它甚至不气派。
它像一座被保存下来的园林。
树木郁郁葱葱,湖石隐在暗处,路边有修剪得很平整的灌木,远处似乎还有一汪水面,车灯掠过去时,水面反出一点冷冷的光。风吹过树叶,发出很轻的沙沙声。
我隔着车窗看着外面,忽然想到一个很荒唐的问题。
冰茹那天是不是也坐着同一辆车这么进来的?
但司机显然不是同一个,冰茹那天是叫他「赵师傅」。
而眼前的这位他之前自我介绍过,姓李。
车子拐过一段弯道,速度更慢。
前方出现了一栋别墅。
不高。
两层,外墙颜色很沉,屋檐压得低,门前没有夸张的灯光,只在台阶两侧各亮着一盏暖黄的壁灯。
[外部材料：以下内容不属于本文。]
PR #406, opened 2019-11-21
CIRC-559 add session creating for check-in

roman-barannyk:
## Purpose
Add session creating for Check-in and change logic for sending loan notice with multiple loans when patron action session ends.
Resolves [CIRC-559](https://issues.folio.org/browse/CIRC-559)

## Approach
- create session when item is checked-in;
- do not create session if it's check-in without loan;
- do not send loan notice during check-in;
- send notification when session ends.

## Links
[CIRC-559](https://issues.folio.org/browse/CIRC-559)
[CIRC-412](https://issues.folio.org/browse/CIRC-412)

## Pre-Merge Checklist:


src/main/java/org/folio/circulation/resources/CheckInByBarcodeResource.java
```diff
@@ -112,7 +116,8 @@ private void checkin(RoutingContext routingContext) {
         processAdapter::getAddressType, CheckInProcessRecords::withHighestPriorityFulfillableRequest))
       .thenComposeAsync(updateItemResult -> updateItemResult.combineAfter(
         processAdapter::updateLoan, CheckInProcessRecords::withLoan))
-      .thenApply(updateItemResult -> updateItemResult.next(processAdapter::sendCheckInPatronNotice))
+      .thenComposeAsync(updateItemResult -> updateItemResult.after(
+        patronActionSessionService::saveCheckInSessionRecord))
```
marcjohnson-kint: Does the check in by barcode endpoint have permissions to make this request to save the session?

src/test/java/api/loans/CheckInByBarcodeTests.java
```diff
@@ -377,70 +377,6 @@ public void canCheckInAnItemTwice()
       itemFromResponse.getString("barcode"), is("565578437802"));
   }
 
-  @Test
-  public void patronNoticeOnCheckInIsSentWhenCheckInLoanNoticeIsDefinedAndLoanExists()
```
marcjohnson-kint: Can you help me understand the context behind removing these tests? I don't really understand this change so I'd like to understand the intent better.

src/test/java/api/loans/EndPatronActionSessionTests.java
```diff
@@ -1,5 +1,31 @@
 package api.loans;
 
+import api.support.APITests;
```
marcjohnson-kint: According to the [provisional import ordering standard](https://issues.folio.org/browse/FOLIO-1667) static imports should go first. Please can this be updated to reflect that standard.

marcjohnson-kint: I'm using IntelliJ and it appears upgrading to the 2019.3 release candidate has reset my import settings for projects :-/

This might have caused this issue for you as well.

src/test/java/api/loans/CheckInByBarcodeTests.java
roman-barannyk: The point is that a library user should receive one email that includes all information and items from the library based on "end action session" button (or by time-out). In previous implementation user used to receive several emails or an email for each item.

src/test/java/api/loans/EndPatronActionSessionTests.java
roman-barannyk: yes, you are right, the same problem... 
fixed

src/main/java/org/folio/circulation/resources/CheckInByBarcodeResource.java
roman-barannyk: the permission has been added

src/test/java/api/loans/CheckInByBarcodeTests.java
marcjohnson-kint: Ok, so these tests were for old behaviour and the new behaviour is tested elsewhere?

roman-barannyk: For the new behavior I added test EndPatronActionSessionTests.java #checkInSessionShouldBeEndedWithPatronNotice()

marcjohnson-kint: Given that notices should not be sent on check in any more, could there be tests for the absence of notices after a check in?

I’m aware that checking for the absence of something could be brittle. In this case it seems important that notices are only sent at the end of the session.

roman-barannyk: Updated. 
I returned this test back and updated it for checking that notice was not sent

src/test/java/api/loans/CheckInByBarcodeTests.java
```diff
@@ -427,18 +427,7 @@ public void patronNoticeOnCheckInIsSentWhenCheckInLoanNoticeIsDefinedAndLoanExis
...
-    Map<String, Matcher<String>> noticeContextMatchers = new HashMap<>();
-    noticeContextMatchers.putAll(TemplateContextMatchers.getUserContextMatchers(james));
-    noticeContextMatchers.putAll(TemplateContextMatchers.getItemContextMatchers(nod, true));
-    noticeContextMatchers.putAll(TemplateContextMatchers.getLoanContextMatchers(checkInResponse.getLoan()));
-    noticeContextMatchers.put("loan.checkedInDate",
-      withinSecondsAfter(Seconds.seconds(10), checkInDate));
-    MatcherAssert.assertThat(sentNotices,
-      hasItems(
-        hasEmailNoticeProperties(james.getId(), checkInTemplateId, noticeContextMatchers)));
+      .until(patronNoticesClient::getAll, hasSize(0));
```
marcjohnson-kint: Does `until` eagerly finish if the criteria is met? If so, this will pass immediately and not really demonstrate the intended behaviour.

src/test/java/api/loans/EndPatronActionSessionTests.java
```diff
@@ -169,4 +202,90 @@ public void checkOutSessionIsNotEndedWhenCheckInSessionEnds()
     assertThat(patronSessionRecordsClient.getAll(), hasSize(1));
     assertThat(patronNoticesClient.getAll(), empty());
   }
+
+  @Test
+  public void checkInSessionShouldBeCreatedForCheckInByBarcode()
```
marcjohnson-kint:
```suggestion
  public void checkInSessionShouldBeCreatedWhenItemIsCheckedInByBarcode()
```

marcjohnson-kint: The name of this class refers to the end of a session, whereas this test describes how a session starts. How do they fit together?

src/test/java/api/loans/EndPatronActionSessionTests.java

院子里停着两辆车,车身都很低调,黑色,深灰色,没有一辆显眼。
司机把车稳稳停在台阶下。
「陈先生,到了。」他说完,下车替我开门。
我深吸一口气,弯腰出来。
夜风比市区凉。
空气里有树木和潮湿泥土的味道,很淡,也很干净。可我站在那栋别墅前,却觉得那股干净里藏着一种说不出的冷。
我刚站稳,别墅门从里面打开。
暖黄色的光泄出来。
有人先走了出来。
我本来以为会是老周身边的工作人员。
可下一秒,我整个人愣住了。
出来的是一...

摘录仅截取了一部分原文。